You can use a OD lapping tool for this, it will just take a while, IMO 0.3mm is achievable, maybe slow. Its not that much material.
I was kind of surprised how fast ID laps cut into soft metals. I mean rotary mechanized lapping with diamonds on a drill. I never tried a OD lap, but ID laps are certainly useful, i.e. you can use it to deburr a deep cross bore hole that has a burr in the middle of a deep bore (on the inner surface of the bore that you bored into)... but its kind of hard to control you know? If you have a three screw lap you will have to lap a little, measure, adjust, lap, measure adjust until you get it right. Just keep in mind if you do a deburr with a lapping tool, you will have a expanded region in the middle of the bore, where the lap spins the most while its removing the burr and also deforming the interior, but if you don't spin the lap in the entrance of the bore too much, the diameter there should remain close to nominal.. its not proper use but it works.
I would consider this a PITA on steel, on aluminum/copper it might be OK
Now If you have something sticking out of something you can't spin and you need to lap it, you would need to spin the lap, which is going to require some kind of adapter, usually you would spin the shaft and then lap. It takes a while and doing it by hand would probobly require a 'flight of the phoenix' or 'African Queen' scenario, like getting trapped in the desert having to convert a car to a motorcycle (what a tale), fixing a boat in a war zone or building a plane in the desert.

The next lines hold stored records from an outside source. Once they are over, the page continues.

PR #293, opened 2019-05-08
Example on how to cast to group

phr0z:


marcelveldt:
There is cleaner way to do this:
```

class SpController(SpotifyController):
    """ Controller to interact with Spotify namespace. """
    def receive_message(self, message, data):
        """ handle the auth flow and active player selection """
        if data['type'] == 'setCredentialsResponse':
            self.send_message({'type': 'getInfo', 'payload': {}})
        if data['type'] == 'setCredentialsError':
            self.device = None
        if data['type'] == 'getInfoResponse':
            self.device = data['payload']['deviceID']
            self.is_launched = True
        return True
```

controller.device will contain the correct spotify device id after launch, works with all players, also grouped ones.

emontnemery:
@marcelveldt interesting!

PR #294, opened 2019-05-11
Update spotify controller and spotify example to handle casting to audio groups

emontnemery:


balloob:
Did you see  #293 ? :)

fondberg:
Looks interesting. I will test this as soon as I have a chance

examples/spotify_example.py
```diff
@@ -6,46 +6,147 @@
...
+                break
+
+    if not device_id:
+      print('Could not find matching member of audio group')
+      print('Known devices: {}'.format(devices_available['devices']))
+      print('Members of group "{}": {}'.format(args.cast, mz.members))
+      sys.exit(1)
+
+# Start playback
+client.start_playback(device_id=device_id, uris=[args.track])
```
fondberg: It would be nice to support playlists as well like
```
if args.uri.find('track') > 0:
    client.start_playback(device_id=spotify_device_id, uris=[args.uri])
else:
    client.start_playback(device_id=spotify_device_id, context_uri=args.uri)
```
And change args accordingly:
```
parser.add_argument('--uri', help='Spotify uri (default: "%(default)s")',
                    default="spotify:track:3Zwu2K0Qa5sT6teCCHPShP")
```

examples/spotify_example.py
```diff
@@ -6,46 +6,147 @@
...
+    mz_listener = MzListener()
+    mz.register_listener(mz_listener)
+    cast.register_handler(mz)
 
-    client = spotipy.Spotify(auth=access_token)
+    # Register a connection listener, when connected, we can poll group members
+    cast.register_connection_listener(ConnListener(mz))
+    
+# Wait for connection to the chromecast
+cast.wait()
```
fondberg: Is this the same for a group?

emontnemery:
@fondberg this https://github.com/balloob/pychromecast/pull/293#issuecomment-491532612 might be the way to do it, if it works there's no need to go through the multizone hoops

fondberg:
@emontnemery it works great. My small suggestion can be ignored if you want and you can merge this. Can you make a release when this is in?

emontnemery:
@fondberg I added your small suggestion, and also tried to improve the error handling to fail if there is a credential error.
Maybe this should be replaced with a wait on a future instead of looping on a boolean though:
https://github.com/balloob/pychromecast/blob/68012f0a7cf3ff874d37932137b25e3afe818d8d/pychromecast/controllers/spotify.py#L71-L74

fondberg:
LGTM. Which thread would send the event (not a master on pychromecast... yet...)?

emontnemery:
It will be sent by the SocketClient worker thread which is handling communication with the cast.

PR #295, opened 2019-05-31
Seek to a specified point in time via the Plex controller

tking2:
Adds the ability to seek to a specified time while playing media through Plex.


balloob:
Thanks!

PR #299, opened 2019-06-26
Use the callback if its provided.

Hellowlol:


pychromecast/controllers/__init__.py
```diff
@@ -73,7 +73,7 @@ def send_message(self, data, inc_session_id=False,
         if not self.target_platform and \
            self.namespace not in self._socket_client.app_namespaces:
             if self.supporting_app_id is not None:
-                self.launch()
+                self.launch(callback_function=callback_function)
```
balloob: This means the callback will be called twice, which doesn't seem correct.

Hellowlol: Where else is this executed?  I have been writing a controller new controller to plex so we can start Playback but it seems to fail sometime if the app isn’t loaded from before. I assumed this was because the callback wasn’t used, as the app opens but nothing else happens.

balloob: Line 84.

Hellowlol:
Closing this, as i was mistaken. The callback is executed but we only block until the app is launched, but until the callback is done. Thanks!

PR #300, opened 2019-07-01
Better controller for plex.

Hellowlol:
Add a enchanted Plex controller with additional methods.

There is also a plexapi controller that have some additional features, like change subtitle, audio etc. It isnt the cleanest method to do this but i didnt see any other way to add support for this.

Note:
This pr will not require that plexapi is a requirement pychromecast. All methods in PlexController can be used without plexapi, but using it make the usage alot easier and there is less stuff to set manually.

### DIFF
--- a/pychromecast/controllers/plex.py
+++ b/pychromecast/controllers/plex.py
@@ -9,33 +9,51 @@ from urllib.parse import urlparse
 
 from . import BaseController
 
-MESSAGE_TYPE = 'type'
-STREAM_TYPE_UNKNOWN = 'UNKNOWN'
-STREAM_TYPE_BUFFERED = 'BUFFERED'
-STREAM_TYPE_LIVE = 'LIVE'
+MESSAGE_TYPE = "type"
+STREAM_TYPE_UNKNOWN = "UNKNOWN"
+STREAM_TYPE_BUFFERED = "BUFFERED"
+STREAM_TYPE_LIVE = "LIVE"
 SEEK_KEY = "currentTime"
-TYPE_PLAY = 'PLAY'
-TYPE_PAUSE = 'PAUSE'
-TYPE_STOP = 'STOP'
-TYPE_STEPFORWARD = 'STEPFORWARD'
-TYPE_STEPBACKWARD = 'STEPBACK'
-TYPE_PREVIOUS = 'PREVIOUS'
-TYPE_NEXT = 'NEXT'
-TYPE_LOAD = 'LOAD'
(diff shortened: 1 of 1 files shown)


Hellowlol:
If someone please would tell me how i can make travis happy? please let me know so i can rebase this thing.

pychromecast/controllers/plex.py
```diff
@@ -1,40 +1,538 @@
...
+    @property
+    def status(self):
+        """Get the chromecast playing status.
+
+        Returns:
+            pychromecast.controllers.media.MediaStatus: Slightly modified status with patched
+                                                        method for episode_title.
+        """  # noqa
+
+        @property
```
balloob: I don't think that this should be defined inside `status` ?

pychromecast/controllers/plex.py
```diff
@@ -1,40 +1,538 @@
...
+
+            self._send_cmd(
+                msg,
+                namespace="urn:x-cast:com.google.cast.media",
+                inc_session_id=True,
+                inc=False,
+            )
+        else:
+            self.logger.debug(
+                "Cant reset teh stream as _last_play_msg "
```
balloob:
```suggestion
                "Cant reset the stream as _last_play_msg "
```

pychromecast/controllers/plex.py
```diff
@@ -1,40 +1,538 @@
...
+
+    def disconnect(self, timeout=None, blocking=True):
+        """Disconnect the controller."""
+        self._socket_client.disconnect()
+        if blocking:
+            self.join(timeout=timeout)
+
+
+# pylint: disable=too-many-public-methods
+class PlexApiController(PlexController):
```
balloob: Why does this class exist? `self.pms` is not being used.

Hellowlol: Its being used inside _get_current_media, I have separated this a in its own class as I haven't found another way to to do the public methods in this class without plexapi.

pychromecast/controllers/plex.py
Hellowlol: Do you want me to add this to MediaStatus or just define in outside the property?

Hellowlol:
Is there anything else i need to do to get this merged?

balloob:
Looks good! Thanks

Nojahhh:
Thanks for a great update on the PlexController @Hellowlol.

Tried this out and its working great with plexapi.

Hellowlol:
@Nojahhh Thanks! It's nice to know others could benefit. I needed chromecast support for my own project :)

PR #305, opened 2019-08-11
Fix failure to reconnect after device reboot

soreau:
After chromecast reboot, the device cannot be reconnected in
response to CONNECTED status message with restarting the
application. This reinitializes the session to facilitate this purpose.

### DIFF
--- a/pychromecast/dial.py
+++ b/pychromecast/dial.py
@@ -13,9 +13,6 @@ XML_NS_UPNP_DEVICE = "{urn:schemas-upnp-org:device-1-0}"
 
 FORMAT_BASE_URL = "http://{}:8008"
 
-CC_SESSION = requests.Session()
-CC_SESSION.headers['content-type'] = 'application/json'
-
 # Regular chromecast, supports video/audio
 CAST_TYPE_CHROMECAST = 'cast'
 # Cast Audio device, supports only audio
@@ -37,8 +34,10 @@ _LOGGER = logging.getLogger(__name__)
 
 def reboot(host):
     """ Reboots the chromecast. """
-    CC_SESSION.post(FORMAT_BASE_URL.format(host) + "/setup/reboot",
-                    data='{"params":"now"}', timeout=10)
+    headers = {'content-type': 'application/json'}
+
+    requests.post(FORMAT_BASE_URL.format(host) + "/setup/reboot",
+                  data='{"params":"now"}', headers=headers, timeout=10)
 
 
 def _get_status(host, services, zconf, path):
@@ -57,7 +56,9 @@ def _get_status(host, services, zconf, path):
                 _LOGGER.debug("Resolved service %s to %s", service, host)
                 break
 
-    req = CC_SESSION.get(FORMAT_BASE_URL.format(host) + path, timeout=10)
+    headers = {'content-type': 'application/json'}
+
+    req = requests.get(FORMAT_BASE_URL.format(host) + path, headers=headers, timeout=10)
 
     req.raise_for_status()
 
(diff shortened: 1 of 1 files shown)


pychromecast/dial.py
```diff
@@ -57,6 +57,10 @@ def _get_status(host, services, zconf, path):
                 _LOGGER.debug("Resolved service %s to %s", service, host)
                 break
 
+    # Reinitialize the session in case the device was rebooted
+    CC_SESSION = requests.Session()
```
skorokithakis: All this does is create a local variable (hence the CI errors, I believe). You need `global CC_SESSION` above this line to reassign the global.

soreau: Thanks @skorokithakis, I updated the patch

skorokithakis: That looks much better, the CI failure now looks like a linter problem, to me. At least, I don't see how this can be done without using the `global` statement.

balloob: I think that we can get rid of the CC_SESSION completely. There is no reason to keep one around ?

soreau: @balloob Hi, CC_SESSION is used for .get() in _get_status() and .post() in reboot(). What would be the alternative if there is no CC_SESSION for .get() and.post()?

soreau: @balloob [This also works](http://ix.io/1RBj) which changes CC_SESSION to a local variable that is initialized with the session each time it is used.

balloob: Well I was thinking why wouldn't we just use `requests.get` directly ? What is in the new session that fixes it?

soreau: If I try to print CC_CESSION before and after it's set to `requests.Session()` and it says `UnboundLocalError: local variable 'CC_SESSION' referenced before assignment` for the before statement, in _get_status. If I try `requests.get` it silently fails. .get() is a method on `request.Session()`, not `request`. `request.Session().get` also fails. It needs a variable to assign `request.Session()`, then needs `.headers['content-type'] = 'application/json'` called on it, then it works. This requires a variable unless you blindly call `request.Session()` twice, once to set json and once for `get/post`, but this also fails anyway. As far as I can tell, a variable is needed regardless.

balloob: requests.get can have a headers dictionary be passed in. https://2.python-requests.org/en/master/user/quickstart/#custom-headers

soreau: @balloob Yes that does work, thanks. I have updated the patch.

balloob:
Ok to merge after you fix the formatting so that Travis passes.

soreau:
> Ok to merge after you fix the formatting so that Travis passes.

I fixed the formatting but now there's another error I don't understand.

balloob:
```
$ flake8 --exclude cast_channel_pb2.py,authority_keys_pb2.py,logging_pb2.py pychromecast

pychromecast/dial.py:61:80: E501 line too long (88 > 79 characters)
```

soreau:
Thanks, I would have used black but it would reformat the entire file..

balloob:
I am open for a PR switching this repo to black and enforced by CI 👍

soreau:
Thanks for the help with this. How can I find out in what earliest release it might appear?

soreau:
@balloob For reference, and as a shameless self promotion, I present to you, [my control gui](https://github.com/soreau/catt-qt).

balloob:
I'll do a release tomorrow. 

Nice work on the GUI!

soreau:
@balloob Awesome, you rock. Thanks for pychromecast!

balloob:
3.2.3 released.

Keep in mind there are various grits of lapping compound, you want something aggressive. And you would want to make a relief cut around the perimiter of the shaft you are lapping to make a area where the lap can move freely (i.e. you are not running the lap into the side wall that is being formed), so you would first need to run across the shaft with grinder to make a score around the whole thing, then lap the area after the score, and when you are lapping part of the lap will move over the area that is relief cut. I.e. if you want to remove 0.1mm of material 1cm deep on the end of a shaft to fit something, you would need to cut say 0.15 - 0.2mm deep score line x 2mm (or more) wide 1cm from the end of the shaft, I think, because if you don't , the lap will climb on the uncut area while you are doing the lapping motion, that 2mm is a guess, you would need to determine what traverse oscillation distance the lap require, and make the score line of that width, and deeper then the final cut,.If you don't do this, I expect you will get a conical taper rather then a cylinder.